Foi uma das maiores activistas na luta contra o apartheid, defensora da liberdade. Winnie Mandela, ex-mulher de Nelson Mandela, morreu hoje aos 81 anos.

Winnie Madikizela-Mandela nasceu em 1936, em Bizana, na Província do Cabo Oriental. Mudou-se para Joanesburgo onde estudou com o intuito de se tornar assistente social, tendo  trabalhado no Serviço Social hospitalar. O contacto que teve com a pobreza e as desigualdades sociais tornaram-na uma activista desde muito cedo. 

Foi em 1957 que conheceu o advogado e activista Nelson Mandela. Conhece-o numa paragem de autocarro. O relacionamento, ainda que atribulado, levou ao casamento um ano mais tarde. O casal dedicou grande parte do tempo à causa que os movia: acabar com o domínio branco na África do Sul.

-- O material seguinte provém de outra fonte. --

PR #17116, opened 2019-04-22
config: clean sync block cache on a restart

strib:
A previous sync disable may not have finished cleaning out all the blocks for that TLF before the process was killed, so make sure there aren't any leftover blocks from unsynced TLFs in the cache.

### DIFF
--- a/go/kbfs/libkbfs/disk_block_cache_wrapped.go
+++ b/go/kbfs/libkbfs/disk_block_cache_wrapped.go
@@ -521,6 +521,48 @@ func (cache *diskBlockCacheWrapped) GetTlfSize(
 	return size, nil
 }
 
+// GetTlfSize implements the DiskBlockCache interface for
+// diskBlockCacheWrapped.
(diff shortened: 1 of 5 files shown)


go/kbfs/libkbfs/disk_block_cache_wrapped.go
```diff
@@ -521,6 +521,72 @@ func (cache *diskBlockCacheWrapped) GetTlfSize(
...
 
+// GetTlfSize implements the DiskBlockCache interface for
+// diskBlockCacheWrapped.
+func (cache *diskBlockCacheWrapped) GetTlfIDs(
+	ctx context.Context, cacheType DiskBlockCacheType) (
+	tlfIDs []tlf.ID, err error) {
+	cache.mtx.RLock()
+	defer cache.mtx.RUnlock()
+
+	if cacheType != DiskBlockWorkingSetCache {
```
songgao: Might use a comment here to mention it's either `DiskBlockSyncCache` or `DiskBlockAnyCache` here? same below.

Nelson Mandela foi detido e condenado a prisão perpétua, seis anos depois da comunhão. Tendo sido uma das primeiras pessoas detidas por terrorismo, esteve 18 meses em solitária na Prisão Central de Pretória. Libertado em 1990, esteve 27 anos encarcerado.

Durante o período de prisão do marido, Madikizela-Mandela dedicou-se profundamente ao partido ANC e aos direitos dos negros sul africanos. A postura revolucionária que adoptou nestes anos gerou alguma controvérsia. Enquanto uns lhe chamavam a “mãe da nação” da nova África do Sul, outros apelidavam-na de “assaltante” , desgostosos com a sua veia radicalista. Em 1991, foi considerada culpada no rapto e assassínio do jovem de 14 anos, Stompie Seipei, levado a cabo pelos seus seguranças. Foi condenada a seis anos de prisão, porém a sentença foi reduzida a uma multas e dois anos de prisão suspensa.

Logo depois de Nelson Mandela sair da prisão, o casamento começou a falhar. A postura de ambos começou a divergir. Enquanto o futuro Presidente se afastava do radicalismo e envergava pelo caminho da conciliação, Winnie mantinha uma postura irredutível. Foi em 1997, três anos depois de Mandela ser eleito Presidente, que o casamento chegou ao fim.

Winnie Mandela nunca mostrou remorsos pelos raptos e assassínios, nem mesmo na Comissão da Verdade e Conciliação que pretendia reconstituir as atrocidades de ambos os lados, durante os anos de apartheid.

Logo depois da morte do ex-marido, em 2013, afirmou em entrevista: “Não estou arrependida. Nunca me arrependerei. Faria tudo o que fiz de novo, se tivesse de ser. Tudo”.

Ainda que o seu papel de heroína contra o apartheid tenha sido dissolvido em controvérsia, Winnie Mandela é uma figura incontornável na defesa dos direitos e da igualdade no mundo.